[Stored data entries]
++++++++++++++++++++

PR #11641, opened 2024-10-10
api(ticdc): Not show the error info during query the changefeed when state is stopped, finished and removed

hongyunyan:

Issue Number: close https://github.com/pingcap/tiflow/issues/11642

Make the previous error message not return when changefeed state is stopped / finished / removed, to avoid confused.

#### Tests 

 - Unit test
 - Integration test
 - No code

### Release note 

```release-note
None
```

### DIFF
--- a/cdc/api/v2/changefeed.go
+++ b/cdc/api/v2/changefeed.go
@@ -284,7 +284,7 @@ func (h *OpenAPIV2) listChangeFeeds(c *gin.Context) {
 
 		// if the state is normal, we shall not return the error info
 		// because changefeed will is retrying. errors will confuse the users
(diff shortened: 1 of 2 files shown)


cdc/api/v2/changefeed.go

++++++++++++++++++++

Your task:
The records above must be set down again exactly as written.

Written response:
PR #11641, opened 2024-10-10
api(ticdc): Not show the error info during query the changefeed when state is stopped, finished and removed

hongyunyan:

Issue Number: close https://github.com/pingcap/tiflow/issues/11642

Make the previous error message not return when changefeed state is stopped / finished / removed, to avoid confused.

#### Tests 

 - Unit test
 - Integration test
 - No code

### Release note 

```release-note
None
```

### DIFF
--- a/cdc/api/v2/changefeed.go
+++ b/cdc/api/v2/changefeed.go
@@ -284,7 +284,7 @@ func (h *OpenAPIV2) listChangeFeeds(c *gin.Context) {
 
 		// if the state is normal, we shall not return the error info
 		// because changefeed will is retrying. errors will confuse the users
(diff shortened: 1 of 2 files shown)


cdc/api/v2/changefeed.go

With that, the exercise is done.